As the Euro has risen against the dollar, both nations have been intervening to keep their currencies weak.

Well, it looks like that will be the gameplan for everyone going forward. The Chinese, Japanese, Germans - everyone wants a cheap currency so they can keep exporting to the US. The Germans have been holding back for fear of inflation, but it looks like they've reached the point where they can't take any more Euro appreciation.

So it's time to pull together and tie all currencies to the plunging dollar, so it has nothing left to fall against. As long as the Chinese, Japanese and Europeans are prepared to print more money and buy more dollars, they can ensure that all currencies sink at the same rate and exchange rates don't change.

The resulting global inflation will probably lead to a few million people dying of starvation,
but for the Fed it's a get-out-of-jail-free card. Doesn't matter how irresponsible they are, how much they expand their balance sheet with money borrowed from Treasury, doesn't matter if Congress approves a trillion dollar operating deficit and another 3 trillion to shore up Fannie Mae, there's no piper to pay as the all the major players will keep buying dollars so they can keep exporting to the USA.

"Currency losses" aren't an issue because they are buying greenbacks with funny money anyway. It's strategic - they aren't finished canabalising our industrial base yet.

Stoneleigh said...

While I do think we'll eventually see an end to the era of floating exchange rates, and a return to beggar-thy-neighbour devaluations, I don't think we're there yet. Currency manipulations won't manage to spark inflation though, due to the truly staggering amount of credit destruction we are facing. Simply put, credit implosion is a deflationary juggernaut following the inflationary credit boom we have just lived through. For the time being, credit inflation is our past and credit deflation is our future.

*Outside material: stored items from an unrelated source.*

PR #367, opened 2023-08-09
`looprestoration`: Dedup init fns w/ generics

randomPoison:
Deduplicate the init functions using the `BPC` enum matching approach introduced in #355. I used a macro to generate the wrapper functions to cut down on boilerplate. There a couple of asm functions that don't have both 8bpc and 16bpc versions, so those are handled differently.

### DIFF
--- a/src/looprestoration.rs
+++ b/src/looprestoration.rs
@@ -1,6 +1,6 @@
 use crate::include::common::bitdepth::AsPrimitive;
 use crate::include::common::bitdepth::BitDepth;
-#[cfg(all(feature = "asm", any(target_arch = "arm", target_arch = "aarch64")))]
+#[cfg(feature = "asm")]
 use crate::include::common::bitdepth::BPC;
 use crate::include::common::intops::iclip;
 use crate::include::common::intops::imax;
@@ -8,6 +8,7 @@ use crate::include::common::intops::umin;
 use crate::include::stddef::ptrdiff_t;
 use crate::include::stdint::int16_t;
 use crate::include::stdint::int32_t;
+#[cfg(all(feature = "asm", target_arch = "arm"))]
 use crate::include::stdint::intptr_t;
 use crate::include::stdint::uint16_t;
 use crate::include::stdint::uint32_t;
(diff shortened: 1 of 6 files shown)


fbossen (approved):
LGTM

src/looprestoration.rs
```diff
@@ -1719,3 +1741,130 @@ unsafe extern "C" fn sgr_filter_mix_neon<BD: BitDepth>(
...
+        c.wiener[0] = dav1d_wiener_filter7_avx512icl::<BD>;
+        c.wiener[1] = match BD::BPC {
+            // With VNNI we don't need a 5-tap version.
+            BPC::BPC8 => c.wiener[0],
+
+            #[cfg(feature = "bitdepth_16")]
+            BPC::BPC16 => dav1d_wiener_filter5_16bpc_avx512icl,
+
+            #[cfg(not(feature = "bitdepth_16"))]
+            BPC::BPC16 => unreachable!(),
```
kkysen, line 1806: I think we can do this without an `unreachable!` arm.  For my previous matches on `BPC`, I didn't have a cfg and it still handled everything correctly when only compiling for one bitdepth.

src/looprestoration.rs
```diff
@@ -58,93 +59,127 @@ pub struct Dav1dLoopRestorationDSPContext {
...
-                    bitdepth_max: libc::c_int,
-                );
-            )*
+/// Generates a generic wrapper function that delegates to the appropriate
+/// bitdepth-specific extern function.
+macro_rules! decl_looprestorationfilter_bd_fn {
+    ($name:ident, $suffix:ident) => {
+        paste::paste! {
+            #[cfg(feature = "asm")]
+            unsafe extern "C" fn [<$name $suffix>]<BD: BitDepth>(
```
kkysen, line 68: We need to check the perf of this extra call.  The asm function won't be inlined unless we have cross language LTO for asm (not sure if we can; it'd be great if we can, though) or something like BOLT probably.  We should be able to do this without this extra call, though.  When I'm back I can open a PR for a way to do this.

src/looprestoration.rs
```diff
@@ -58,93 +59,127 @@ pub struct Dav1dLoopRestorationDSPContext {
...
+                        }
+                        [<$name _16bpc $suffix>]
+                    }
+                })(dst, dst_stride, left, lpf, w, h, params, edges, bitdepth_max)
+            }
         }
     };
 }
 
+decl_looprestorationfilter_bd_fn!(dav1d_wiener_filter7, _ssse3);
```
kkysen, line 119: If we don't globally declare these but leave them as local expressions in the init function, then we won't need the wrapper functions.

src/looprestoration.rs
```diff
@@ -1719,3 +1741,130 @@ unsafe extern "C" fn sgr_filter_mix_neon<BD: BitDepth>(
...
+        c.sgr[0] = sgr_filter_5x5_neon_erased::<BD>;
+        c.sgr[1] = sgr_filter_3x3_neon_erased::<BD>;
+        c.sgr[2] = sgr_filter_mix_neon_erased::<BD>;
+    }
+}
+
+#[cold]
+pub fn dav1d_loop_restoration_dsp_init<BD: BitDepth>(
+    c: &mut Dav1dLoopRestorationDSPContext,
+    _bpc: libc::c_int,
```
kkysen, line 1854:
```suggestion
    bpc: libc::c_int,
```

randomPoison:
Woops, I somehow missed that @kkysen had added feedback here and merged the PR before addressing those comments. I'll open up another PR to do that.

kkysen:
I think I made comments after you merged it already.  But you had an older PR for the same thing but before the match way, so I think I had some comments on that one that you fixed some of but there were still a couple comments I had, plus some new ones I think.

PR #368, opened 2023-08-09
`fn wiener_rust`: Cleanup generated code

randomPoison:


src/looprestoration.rs
```diff
@@ -372,64 +376,49 @@ unsafe fn wiener_rust<BD: BitDepth>(
...
-        let mut i = 0;
-        while i < w {
-            let mut sum = (1 as libc::c_int) << bitdepth + 6;
+    let round_bits_h = 3 + (bitdepth == 12) as libc::c_int * 2;
+    let rounding_off_h = 1 << round_bits_h - 1;
+    let clip_limit = 1 << bitdepth + 1 + 7 - round_bits_h;
+    let chunks = tmp
+        .chunks_exact(REST_UNIT_STRIDE)
+        .zip(hor.chunks_exact_mut(REST_UNIT_STRIDE));
+    for (_, (tmp, hor)) in (0..h + 6).zip(chunks) {
```
kkysen, line 391: A slice plus enumerate would be better.  Simpler, more efficient implementation I'm pretty sure.

src/looprestoration.rs
```diff
@@ -372,64 +376,49 @@ unsafe fn wiener_rust<BD: BitDepth>(
...
-    let mut j = 0;
-    while j < h + 6 {
-        let mut i = 0;
-        while i < w {
-            let mut sum = (1 as libc::c_int) << bitdepth + 6;
+    let round_bits_h = 3 + (bitdepth == 12) as libc::c_int * 2;
+    let rounding_off_h = 1 << round_bits_h - 1;
+    let clip_limit = 1 << bitdepth + 1 + 7 - round_bits_h;
+    let chunks = tmp
+        .chunks_exact(REST_UNIT_STRIDE)
```
kkysen, line 389: I added a `.ext_as_chunks()` method, which is the unstable std method added in our code to make it stable.  It's an array version of chunks basically, so there won't be bounds checking on the array chunks.

kkysen: Generally I'd recommend splitting these kinds of changes.  There's the basic cleanup ones that are unlikely to change any semantics or cause errors, then there's cast elision which in certain cases could lead to overflow errors, there's conversion to safe references which is straightforward usually, there's conversion to safe slices, which is more complex when we have to guess the size, and then there's these bounds checking optimizations.  I think it's better to split them into separate commits since there's very different chances of errors for each.  IMO it's also easier to follow the changes that way.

I think the dollar is in the early stages of a significant rally, with a concommittant fall in the euro. Anti-dollar sentiment has reached historic extremes, which is a set-up asking for a spike fueled by short-covering. A strongly held consensus is a good contrarian indicator.

Stoneleigh said...

We are starting to see an emerging mainstream consensus that the worst of the credit crunch is over. This is a good contrarian signal that the rally is probably over (or at least nearly so).

The next phase of the decline should begin soon, if it hasn't begun already.